▶ **DIRECTIONS FOR THIS TASK**
Look through the records below, and copy out every line that holds the string "backward".

[Records from a data collection]
────
PR #35368, opened 2023-04-29
GH-34722: [C++][Parquet] Minor: Update wording of Parquet NextPage

### LINKED ISSUE #34722: [C++][Parquet] Minor: Declare lifetime of `shared_ptr<Page>` on PageReader

In C++ Parquet, `SerializedPageReader` holds a `decryption_buffer_` and `decompression_buffer_`, and when `NextPage` called, it will reuse that buffer. So, `Page`'s  buffer data is bounded on `SerializedPageReader::NextPage`, when NextPage is called, it's data might be reset.

I have two problems here:
1. If it's by design, why don't we cache raw data in SerializePageReader?
2. Should we note these in comments?

### Component(s)

C++, Parquet

mapleFU:
### Rationale for this change

This change update wording of Parquet `NextPage`. It will reuse same decompression/decrypt buffer internal. So, use should attension it syntax.

No code change, just add some comments.

### Are these changes tested?

No need

No.

* Closes: #34722


mapleFU:
@wjones127 Mind take a look? Just some comments

cpp/src/parquet/column_reader.cc
```diff
@@ -275,6 +275,9 @@ class SerializedPageReader : public PageReader {
   }
 
   // Implement the PageReader interface
+  //
+  // SerializedPageReader reuse same decryption buffer and decompression buffer,
```
wgtmac, line 279:
```suggestion
  // SerializedPageReader reuses same decryption buffer and decompression buffer,
```

wgtmac: Should we make it clear when and which buffer will be reused? For example,
- If compression is enabled, decompression_buffer_ will be reused.
- If compression is not enabled but encryption is enabled, decryption_buffer_ will be reused.
- Neither encryption nor compression is enabled, the buffer is obtained directly from reading the stream.

cpp/src/parquet/column_reader.h
```diff
@@ -152,6 +152,10 @@ class PARQUET_EXPORT PageReader {
 
   // @returns: shared_ptr<Page>(nullptr) on EOS, std::shared_ptr<Page>
   // containing new Page otherwise
+  //
+  // In SerializedPageReader, it reuses same decryption buffer and
```
wgtmac, line 156: This is implementation detail, should we expose it to the doc string?

cpp/src/parquet/column_reader.cc
mapleFU: Seems that `decryption_buffer_` and `decompression_buffer_` is not conflict, and finally returned value might be one of them

cpp/src/parquet/column_reader.cc
```diff
@@ -275,6 +275,10 @@ class SerializedPageReader : public PageReader {
   }
 
   // Implement the PageReader interface
+  //
+  // SerializedPageReader reuses same decryption buffer and decompression buffer
+  // internal, so, if NextPage() is called, content of previous page might be
+  // invalidated.
```
wjones127, line 281:
```suggestion
  // The returned Page contains references that aren't guaranteed to live
  // beyond the next call to NextPage(). SerializedPageReader reuses the 
  // decryption and decompression buffers internally, so if NextPage() is 
  // called then the content of previous page might be invalidated.
```

cpp/src/parquet/column_reader.h
```diff
@@ -152,6 +152,10 @@ class PARQUET_EXPORT PageReader {
 
   // @returns: shared_ptr<Page>(nullptr) on EOS, std::shared_ptr<Page>
   // containing new Page otherwise
+  //
+  // In PageReader, it may reuse same underlying buffer, so, if
+  // NextPage() is called, content of previous page might be
+  // invalidated.
```
wjones127, line 158:
```suggestion
  // The returned Page may contain references that aren't guaranteed to live
  // beyond the next call to NextPage().
```

wjones127 (commented):
Perhaps we can just frame the API docs around the lifetimes of the returned objects (how long is it guaranteed to be valid?) and not how it is implemented?

wjones127 (commented):
Perhaps we can just frame the API docs around the lifetimes of the returned objects (how long is it guaranteed to be valid?) and not how it is implemented?

mapleFU:
Sure, changed it

wjones127 (approved):

PR #35376, opened 2023-05-01
GH-35375: [C++][FlightRPC] Add `arrow::flight::ServerCallContext::incoming_headers()`

### LINKED ISSUE #35375: [C++][FlightRPC] Add `arrow::flight::ServerCallContext::incoming_headers()`

It returns headers sent by a client.

We can get them only in `arrow::flight::ServerMiddlewareCactory::StartCall()` for now. But they're useful for in each RPC call.

### Component(s)

C++, FlightRPC

kou:
### Rationale for this change

It returns headers sent by a client.

We can get them only in `arrow::flight::ServerMiddlewareCactory::StartCall()` for now. But they're useful for in each RPC call.

Add the method.

### Are these changes tested?

Yes.

Yes.
* Closes: #35375

### DIFF
--- a/cpp/src/arrow/flight/test_util.cc
+++ b/cpp/src/arrow/flight/test_util.cc
@@ -477,7 +477,7 @@ class FlightTestServer : public FlightServerBase {
   Status ListIncomingHeaders(const ServerCallContext& context, const Action& action,
                              std::unique_ptr<ResultStream>* out) {
     std::vector<Result> results;
-    auto prefix = static_cast<std::string_view>(*(action.body));
+    std::string_view prefix(*action.body);
     for (const auto& header : context.incoming_headers()) {
       if (header.first.substr(0, prefix.size()) != prefix) {
         continue;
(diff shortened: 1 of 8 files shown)


cpp/src/arrow/flight/test_util.cc
```diff
@@ -474,12 +474,31 @@ class FlightTestServer : public FlightServerBase {
     return Status::OK();
   }
 
+  Status ListIncomingHeaders(const ServerCallContext& context, const Action& action,
+                             std::unique_ptr<ResultStream>* out) {
+    std::vector<Result> results;
+    auto prefix = static_cast<std::string_view>(*(action.body));
```
lidavidm, line 480: nit, but IMO static_cast is a bit of a confusing way to write an implicit conversion

lidavidm (approved):
Thanks!

cpp/src/arrow/flight/test_util.cc
kou: OK. How about `std::string_view prefix(*action.body)`?

lidavidm (approved):
Thanks!

PR #35378, opened 2023-05-01
GH-35377: [C++][FlightRPC] Add a `ServerCallContext` parameter to `arrow::flight::ServerAuthHandler` methods

### LINKED ISSUE #35377: [C++][FlightRPC] Add a `ServerCallContext` parameter to `arrow::flight::ServerAuthHandler` methods

Because they are also RPC calls to like others such as `ListFlights()` and `DoGet()`.

We should keep backward compatibility with this enhancement.

### Component(s)

C++, FlightRPC

kou:
### Rationale for this change

Because they are also RPC calls to like others such as `ListFlights()` and `DoGet()`.

Add with `ServerCallContext` versions.

Old signature versions still exist for keeping backward compatibility.

### Are these changes tested?

Yes.

Yes.

* C++ API: Don't include any breaking changes.
* C GLib API: Includes a breaking change. `context` argument is added.

* Closes: #35377

### DIFF
--- a/cpp/src/arrow/flight/server_auth.h
+++ b/cpp/src/arrow/flight/server_auth.h
@@ -28,6 +28,8 @@ namespace arrow {
 
 namespace flight {
 
+class ServerCallContext;
+
 /// \brief A reader for messages from the client during an
 /// authentication handshake.
 class ARROW_FLIGHT_EXPORT ServerAuthReader {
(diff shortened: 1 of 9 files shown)


cpp/src/arrow/flight/server_auth.h
```diff
@@ -55,8 +57,54 @@ class ARROW_FLIGHT_EXPORT ServerAuthHandler {
...
   /// can send and read responses from the client at any time.
+  ///
+  /// If this version is implemented, the deprecated Authentication()
+  /// without ServerCallContext version isn't used. So we can
+  /// implement the deprecated version like the following:
+  ///
+  ///   Status Authenticate(ServerAuthSender* outgoing,
+  ///                       ServerAuthReader* incoming) override {
+  ///     return Status::NotImplemented("This version is never used");
+  ///   }
```
lidavidm, line 68: We could change the deprecated overload from pure virtual to just virtual, and add a default no-op/always-failing implementation. That way people who only implement the new overload won't have to update code when we remove the deprecated overload. What do you think?

cpp/src/arrow/flight/server_auth.h
```diff
@@ -55,8 +57,54 @@ class ARROW_FLIGHT_EXPORT ServerAuthHandler {
...
+    return Authenticate(outgoing, incoming);
+  }
+  /// \brief Authenticate the client on initial connection. The server
+  /// can send and read responses from the client at any time.
+  /// \param[in] outgoing The writer for messages to the client.
+  /// \param[in] incoming The reader for messages from the client.
+  /// \return Status OK if this authentication is succeeded.
+  /// \deprecated Deprecated since 13.0.0. Implement the Authentication()
+  /// with ServerCallContext version instead.
   virtual Status Authenticate(ServerAuthSender* outgoing, ServerAuthReader* incoming) = 0;
```
lidavidm, line 85: I suppose we can't mark this as deprecated to the compiler without triggering a bunch of warnings on ourselves, can we...

lidavidm (commented):
LGTM.

cpp/src/arrow/flight/server_auth.h
kou: Oh, it's a good idea! I'll do it.

kou: Done.

cpp/src/arrow/flight/server_auth.h
kou: We can mark this as deprecated but client codes that overrides this don't receive any deprecated warning from their compiler. Because client codes don't call this method. Our server implementations call this method instead.

Anyway, I've added `ARROW_DEPRECATED()` because a `-Wdocumentation-deprecated-sync` warning is reported without it: https://github.com/kou/arrow/actions/runs/4849400904/jobs/8641350382#step:9:1437

```text
/Users/runner/work/arrow/arrow/cpp/src/arrow/flight/server_auth.h:83:8: error: declaration is marked with '\deprecated' command but does not have a deprecation attribute [-Werror,-Wdocumentation-deprecated-sync]
  /// \deprecated Deprecated since 13.0.0. Implement the Authentication()
      ~^~~~~~~~~~~~~~~~~~~~~~~~~~~~~~~~~~~~~~~~~~~~~~~~~~~~~~~~~~~~~~~~~~
/Users/runner/work/arrow/arrow/cpp/src/arrow/flight/server_auth.h:85:3: note: add a deprecation attribute to the declaration to silence this warning
  virtual Status Authenticate(ServerAuthSender* outgoing, ServerAuthReader* incoming) = 0;
  ^
```

cpp/src/arrow/flight/server_auth.h
```diff
@@ -55,23 +57,68 @@ class ARROW_FLIGHT_EXPORT ServerAuthHandler {
...
+                                  "::Authenticate() isn't implemented");
+  }
+  /// \brief Validate a per-call client token.
+  /// \param[in] token The client token. May be the empty string if
+  /// the client does not provide a token.
+  /// \param[out] peer_identity The identity of the peer, if this
+  /// authentication method supports it.
+  /// \return Status OK if the token is valid, any other status if
+  /// validation failed
+  virtual Status IsValid(const ServerCallContext& context, const std::string& token,
```
lidavidm, line 91: Looks like doxygen complains unless there's a `\param` for this

kou: Good catch!
I forgot to add it...

lidavidm (approved):

PR #36130, opened 2023-06-16
GH-36129: [Python] Consolidate common APIs in Table and RecordBatch

### LINKED ISSUE #36129: [Python] Consolidate common python functionality between Table and RecordBatch classes

This will reduce duplication of code in table.pxi. There is a common parent class `_Tabular` that can house these methods.

### Component(s)

Python

danepitkin:
### Rationale for this change

Deduplicate python code in subclasses. The following functions are moved to the shared parent class:
```
__init__
__len__
column_names
from_pylist
from_pydict
itercolumns
to_pylist
to_pydict
```

Refactoring and minor test updates.

### Are these changes tested?

Yes

No
* Closes: #36129

### DIFF
--- a/python/pyarrow/table.pxi
+++ b/python/pyarrow/table.pxi
@@ -1600,6 +1600,28 @@ cdef class _Tabular(_PandasConvertible):
         return self._column(self._ensure_integer_index(i))
 
     @property
+    def column_names(self):
+        """
+        Names of the Table or RecordBatch columns.
+
+        Returns
+        -------
+        list of str
+
+        Examples
+        --------
+        Table (works similarly for RecordBatch)
+
+        >>> import pyarrow as pa
+        >>> table = pa.Table.from_arrays([[2, 4, 5, 100],
+        ...                               ["Flamingo", "Horse", "Brittle stars", "Centipede"]],
+        ...                               names=['n_legs', 'animals'])
+        >>> table.column_names
+        ['n_legs', 'animals']
+        """
+        return [self.field(i).name for i in range(self.num_columns)]
+
+    @property
     def columns(self):
         """
         List of all columns in numerical order.
@@ -1749,6 +1771,18 @@ cdef class _Tabular(_PandasConvertible):
         animals: string
         -- schema metadata --
         n_legs: 'Number of legs per animal'
+
+        Construct a Table from a dictionary of arrays with pyarrow schema:
+
+        >>> my_schema = pa.schema([
+        ...     pa.field('n_legs', pa.int64()),
+        ...     pa.field('animals', pa.string())],
+        ...     metadata={"n_legs": "Number of legs per animal"})
+        >>> pa.Table.from_pydict(pydict, schema=my_schema).schema
+        n_legs: int64
+        animals: string
+        -- schema metadata --
+        n_legs: 'Number of legs per animal'
         """
 
         return _from_pydict(cls=cls,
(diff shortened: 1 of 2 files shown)


AlenkaF (commented):
Thanks for the PR, happy to see this work continue!

I added some minor nit comments.
Also been thinking, if it would be worth including `.itercolumns()` for `RecordBatch` in the tests somehow?

python/pyarrow/table.pxi
```diff
@@ -1513,12 +1513,18 @@ cdef class _Tabular(_PandasConvertible):
...
+
     def __repr__(self):
         if not self._is_initialized():
             raise ValueError("This object's internal pointer is NULL, do not "
                              "use any methods or attributes on this object")
         return self.to_string(preview_cols=10)
 
+    def _column(self, int i):
+        raise NotImplementedError
+
```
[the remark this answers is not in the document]
danepitkin: I plan to leave it as-is for now since it utilizes C objects (`self.table` or `self.batch`). I haven't found a way to consolidate C/Cython code since that code requires the explicit object types in order to compile. If we found a way, we could consolidate a large chunk of Cython! It might not be possible, or if it is possible it might give worse performance.

At this point, I think the best next steps are to leave the C/Cython as-is and focus on implementing missing APIs that might exist in one class and not the other.

python/pyarrow/table.pxi
```diff
@@ -1787,6 +1941,35 @@ cdef class _Tabular(_PandasConvertible):
         """
         return _pc().take(self, indices)
 
+    def to_pydict(self):
+        raise NotImplementedError
```
jorisvandenbossche, line 1945: FWIW, looking at the current `to_pydict` implementations, while they are not exactly the same right now, I think it should be quite easy to rewrite it slightly so that it works for both table and record batch (in the end you iterate over the number of columns, and get each field/column and to_pylist on that)

danepitkin: I'll go ahead and include this change! I'll check some basic timing just to see if anything major happens with performance.

python/pyarrow/table.pxi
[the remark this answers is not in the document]
AlenkaF: Thanks so much for the explanation! Helped me understand this part much better 👍

python/pyarrow/table.pxi
danepitkin: I ran the following code in IPython and received the results below. No performance difference found in my basic testing.

```
import random
import string
import pyarrow as pa

arr0 = [random.randint(0, 2_000_000) for _ in range(1_000_000)]
arr1 = [''.join(random.choices(string.ascii_uppercase + string.digits, k=10)) for _ in range(1_000_000)]
table = pa.table([arr0, arr1], ["c0", "c1"])
```
```%timeit table.to_pydict()```

Before
`2.03 s ± 7.6 ms per loop (mean ± std. dev. of 7 runs, 1 loop each)`
After
`1.99 s ± 7.99 ms per loop (mean ± std. dev. of 7 runs, 1 loop each)`

danepitkin:
I feel pretty good about this PR now. I think it could be ready to merge! All comments have been addressed to the best of my knowledge.

AlenkaF (approved):
LGTM +1

jorisvandenbossche (approved):
Thanks!

PR #36132, opened 2023-06-16
MINOR: [Java] Fix dependencies scope in flight-sql module

laurentgo:
### Rationale for this change
flight-sql module advertises dependencies which are not actually used by the published code, causing those dependencies to show up in downstream projects.

Fix dependencies scope in flight-sql module:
────
▶ **SOLUTION TO THE PROBLEM**
We should keep backward compatibility with this enhancement.
Old signature versions still exist for keeping backward compatibility.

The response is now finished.